Activity: Provide only the number of lines in the listing that contain the word "valid".

Records to process:
PR #603, opened 2026-08-11
Split release.yml into caller + reusable workflow: reach SLSA Build Level 3

brawer:
Follow-up to #601. Per GitHub's own documented compliance bar ([source](https://github.com/github/docs/blob/main/content/actions/how-tos/secure-your-work/use-artifact-attestations/increase-security-rating.md)), `actions/attest` used directly — even isolated into its own job, as we already had — is Build Level 2. Reaching Level 3 specifically requires moving build *and* attestation into a reusable workflow, so the process that generates provenance has a distinct, independently verifiable identity, rather than being just another job in the same maintainer-editable file the build steps live in.

## What changed

- **`release-build.yml`** (new): a reusable workflow (`on: workflow_call`) holding `verify-version`/`build`/`manifest`/`attest` — moved verbatim from `release.yml` (confirmed via `diff` against the old file: only the old attest-job comment was replaced by a new file-header explaining why this file has to stay separate).
- **`release.yml`**: now a thin caller — the tag-push trigger, the `release`/`:latest` concurrency group (unchanged; it governs the whole run regardless of what's inside, so the serialization guarantee against two releases racing on `:latest` still holds), and one job that calls `release-build.yml` with the union of permissions its jobs need.
- **`scripts/verify-release.sh`**: now checks this for real. It reads a real provenance attestation's `predicate.buildDefinition.externalParameters.workflow.path` and fails loudly if it isn't `.github/workflows/release-build.yml` — so every future release run re-verifies the SLSA L3 property empirically, not just by trusting that the file split does what it's supposed to.
- **`docs/RELEASING.md`**: "Where things live" now lists both files.

`docs/SUPPLY_CHAIN_SECURITY.md` is deliberately *not* updated to claim Level 3 in this PR — that's the planned last step, once this has actually been exercised by a real release and `verify-release.sh`'s new check has passed for real.

## Things I verified before relying on them

- **`github` context and `secrets.GITHUB_TOKEN` propagate automatically** to a called reusable workflow without needing `inputs`/`secrets: inherit` — confirmed against GitHub's own reference docs (`reusing-workflow-configurations.md`): *"When a reusable workflow is triggered by a caller workflow, the `github` context is always associated with the caller workflow. The called workflow is automatically granted access to `github.token` and `secrets.GITHUB_TOKEN`."*
- **Permissions only flow down, never up** — confirmed the caller job's `permissions:` block is a superset of every job's needs inside `release-build.yml` (`contents: read`, `id-token: write`, `packages: write`, `attestations: write`, `artifact-metadata: write`).
- **The recorded builder identity actually is the called workflow, not the caller** — pulled a real provenance attestation from the existing v0.6.9 release and inspected its actual JSON shape (`predicate.buildDefinition.externalParameters.workflow.path`, `predicate.runDetails.builder.id`) rather than guessing field names for the new `verify-release.sh` check.
- **`verify-release.sh`'s existing `gh run list --workflow=release.yml`/`gh run download` calls need no changes** — `release.yml` is still the top-level triggered workflow name, and jobs from a called reusable workflow share the same run ID (same run, nested job group in the Actions UI), so run-lookup and artifact download are unaffected by the split.

## Testing

- `actionlint` (workflow + shellcheck) on both new/changed workflow files: identical finding count to the pre-split file (24 pre-existing shellcheck style warnings, none new).
- `diff` of the job bodies between the old `release.yml` and new `release-build.yml`: byte-identical apart from the intentionally replaced header comment.
- Ruby's YAML parser (`YAML.load_file`) on both workflow files: valid.
- `sh -n` on the updated `verify-release.sh`: valid; no `shellcheck` findings.
- **Not yet tested**: an actual tag push through this new structure — that can only be verified by cutting a real release, which I'd suggest doing as the next one. If `verify-release.sh`'s new builder-path check fails, that means the isolation assumption above didn't hold in practice and needs debugging before we can honestly claim L3.

### DIFF
--- a/.github/workflows/release-build.yml
+++ b/.github/workflows/release-build.yml
@@ -1,0 +1,263 @@
+name: Build and attest a release
+
+# Reusable workflow, called only by release.yml. Kept as a separate workflow
+# file (rather than a job in release.yml) specifically so this process has
+# its own, distinct identity for provenance purposes: the attestations this
+# workflow signs record *this* file's path and pinned ref as the builder,
+# not release.yml's. That's what SLSA Build Level 3 requires -- see
+# "Build provenance and attestations" in docs/SUPPLY_CHAIN_SECURITY.md for
+# why, and don't fold these jobs back into release.yml.
+# https://slsa.dev/spec/v1.2/build-track-basics#build-l3
+on:
+  workflow_call:
+
+env:
+  REGISTRY: ghcr.io
+  IMAGE_NAME: ${{ github.repository }}
+
+permissions: {}
+
+jobs:
+  verify-version:
+    name: Verify release tag matches Cargo.toml version
+    runs-on: ubuntu-24.04
+    timeout-minutes: 5
+    permissions:
+      contents: read
+
+    steps:
+      - name: Check out repository
+        uses: actions/checkout@3d3c42e5aac5ba805825da76410c181273ba90b1  # v7.0.1
+
+      - name: Compare tag to Cargo.toml version
+        run: |
+          TAG="${{ github.ref_name }}"
+          CARGO_VERSION=$(awk '
+            /^\[package\]/ { in_package=1; next }
+            /^\[/           { in_package=0 }
+            in_package && /^version[[:space:]]*=/ {
+              match($0, /"[^"]*"/)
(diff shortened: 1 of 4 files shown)


brawer (commented):
LGTM

PR #608, opened 2026-08-11
verify-release.sh: check runDetails.builder.id, not externalParameters

brawer:
Cut v0.6.10 as the first real test of the `release-build.yml` split (#603) and the new builder check in `verify-release.sh` failed:

```
ERROR: provenance for amd64 was signed by workflow
'.github/workflows/release.yml', expected
'.github/workflows/release-build.yml'.
```

## What actually happened

Pulled the real attestation JSON for v0.6.10 to find out why. Good news: **the split itself works exactly as intended.** `predicate.runDetails.builder.id` correctly says `https://github.com/alltheplaces/osm-diffs/.github/workflows/release-build.yml@refs/tags/v0.6.10` — confirmed identical for the amd64, arm64, and manifest attestations.

The check was just reading the wrong field. `predicate.buildDefinition.externalParameters.workflow.path` records the *caller* workflow that responded to the tag-push event (`release.yml`) — that's correct and expected, it just isn't "who signed this." `predicate.runDetails.builder.id` is the actual SLSA builder identity, and that one does say `release-build.yml`.

## Also checked (per a request to look at the run's warnings)

Two warnings appear in the v0.6.10 run (`WARNING: image platform ... does not match the expected platform` in the manifest job, and `Failed to create storage record` / `artifact-metadata:write` in the attest job). Compared against the pre-split v0.6.9 run: both are byte-identical there too, including the storage-record warning's eventual self-resolving retry-then-succeed pattern. Pre-existing GitHub/podman quirks, unrelated to this migration — no action needed.

## Testing

Ran the fixed script against the real v0.6.10 release (not a synthetic/mocked test):

```
$ ./scripts/verify-release.sh v0.6.10
...
v0.6.10 verified: release.yml succeeded, and both SBOM and build-provenance attestations exist for both architectures.
```

Passes cleanly. This is real, empirical confirmation that `release.yml`/`release-build.yml` (#603) actually achieves SLSA Build Level 3 — not just that the file structure looks right.

## Next

With this confirmed, I'll follow up with the doc update to `docs/SUPPLY_CHAIN_SECURITY.md` claiming Level 3 for real (the step that was deliberately deferred in #603 until this was verified).

### DIFF
--- a/scripts/verify-release.sh
+++ b/scripts/verify-release.sh
@@ -83,12 +83,18 @@ ARM64_DIGEST="$(cat "${WORKDIR}/arm64/digest.txt")"
 # Note: `gh attestation verify`'s default --predicate-type filter only shows
 # build provenance, hiding the SBOM attestation; query the raw API instead.
 #
-# Also confirms the provenance was signed by release-build.yml, not
-# release.yml: that's the actual, checkable evidence that build+attest ran
-# inside the isolated reusable workflow SLSA Build Level 3 requires, rather
-# than just trusting the workflow file's own claim about itself. See
-# "Build provenance and attestations" in docs/SUPPLY_CHAIN_SECURITY.md.
-EXPECTED_BUILDER_PATH=".github/workflows/release-build.yml"
+# Also confirms the provenance's *builder* (predicate.runDetails.builder.id)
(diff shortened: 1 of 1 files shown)


brawer (commented):
LGTM

PR #609, opened 2026-08-11
docs/SUPPLY_CHAIN_SECURITY.md: document that we now reach SLSA Build L3

brawer:
Last step of the plan from #601: correct the claim to L2 (#601) → do the actual reusable-workflow split (#603) → fix `verify-release.sh`'s builder check and confirm it against a real release (#608, v0.6.10) → **document L3 for real (this PR)**.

Exercise result: 2